FilterHN

Ask HN: Affordable hardware for running local large language models?

31 points

13 days ago

| 12 comments

A while back there was a post about running stable diffusion on a Raspberry Pi Zero 2 [1] which was slow but incredibly impressive! And that sparked my curiosity with this question, what is considered affordable hardware for running large language models locally today? I'm aware that there's a lot of work underway to make inference cheap to run at the edge but I'm curious to understand the landscape at present that anyone could purchase. I seen people running models on flagship smartphones but those are more expensive then a mac mini with worse performance.

By affordable I mean no greater then the cost of a current gen base model mac mini ($599) but ideally around the price of a raspberry pi 5 ($79) which when searching for budget PC gets mentioned[2]. Both devices have the same amount of ram in my case (8gb) but different performance observed given the importance of memory bandwidth. I mention these two because I've had experience running llama 3 via ollama on both with success although of slower speeds compared to a full workstation with a commodity GPU i.e. RTX 4090 which starts at ($1599). I'm interested in learning about what other devices are out there that people consider cheap and use for LLMs locally.

[1]: https://news.ycombinator.com/item?id=38646969

[2]: https://www.pcmag.com/picks/the-best-budget-desktop-computers

▲

ysleepy

13 days ago

[-]

I simply bought 4x32GB ddr4 memory (~200 bucks) for a normal desktop mainboard and a high-thread-count cpu.

You can experiment with a lot of models, it's just going to be slow.

With ddr5 you can even go higher with 48GB modules.

Otherwise I got a 3060 12G, which can be had for 200€ used.

Its a very affordable setup.

▲

instagib

13 days ago

[-]

The energy/compute cost per performance is not a good ratio due to current optimization. Old hardware makes it worse.

Consider making friends with people who have a good desktop or laptop computer to see if you can use it for a little while when visiting and making them a meal or coffee.

If you give up on local, it reduces the cost by using servers.

Give up on performance and allow hallucination for an introduction to llm’s is my only option for budget and local. A very specific spellcheck or similar based llm would be possible on limited hardware.

Iirc, there is a publication on 1.3bit or 1.4bit quantization that someone implemented on GitHub.

▲

instagib

12 days ago

[-]

1.58 bits https://old.reddit.com/r/LocalLLaMA/comments/1bpa6ol/unoffic...

▲

angoragoats

13 days ago

[-]

This might technically be outside your budget, but if you happen to have a PC, I highly recommend the RTX 4060 Ti 16GB ($450, or less if on sale). It can easily handle 13B models and is quite fast. You don’t need a fancy PC to put it into; anything with a spare PCIe slot and a reasonable sized power supply will work.

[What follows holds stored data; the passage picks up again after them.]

PR #1228, opened 2025-04-08
[sw/lib/neoled] fix neoled "irq_mode" not a applied in "neorv32_neoled_setup" and [sw/lib/neoled] updated doxygen comments

SirBramble:
- Fixed "NEOLED_CTRL_IRQ_CONF" bit never being set in the "neorv32_neoled_setup" function.
- Updated corresponding doxygen comments

"irq_mode" parameter was shifted to the "NEOLED_CTRL_EN" position and thus rendered ineffective. This caused the "NEOLED_CTRL_IRQ_CONF" bit to remain 0 at all times, causing the interrupt to always trigger on an empty FIFO.

Tested with current main branch up to commit e1283bc. Interrupt is triggered on both an empty and (less than) half full FIFO.

### DIFF
--- a/sw/lib/include/neorv32_neoled.h
+++ b/sw/lib/include/neorv32_neoled.h
@@ -62,7 +62,7 @@ enum NEORV32_NEOLED_CTRL_enum {
   NEOLED_CTRL_T_ONE_H_3  = 23, /**< NEOLED control register(23) (r/w): pulse-clock ticks per ONE high-time bit 3 */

These cards can easily be found at MSRP because they’re not a great improvement over the 3060/4060 8GB for gaming, but the added memory makes them excellent for AI.

▲

roosgit

12 days ago

[-]

About a year ago I bought some parts to build a Linux PC for testing LLMs with llama.cpp. I paid less than $200 for: a B550MH motherboard, AMD Ryzen 3 4100, 16GB DDR4, 256GB NVMe SSD. I already had an old PC case with a 350W PSU and a 256MB video card because the PC wouldn’t boot without one.

I looked today on Newegg and similar PC components would cost $220-230.

From a performance perspective, I get about 9 tokens/s from mistral-7b-instruct-v0.2.Q4_K_M.gguf with a 1024 context size. This is with overclocked RAM which added 15-20% more speed.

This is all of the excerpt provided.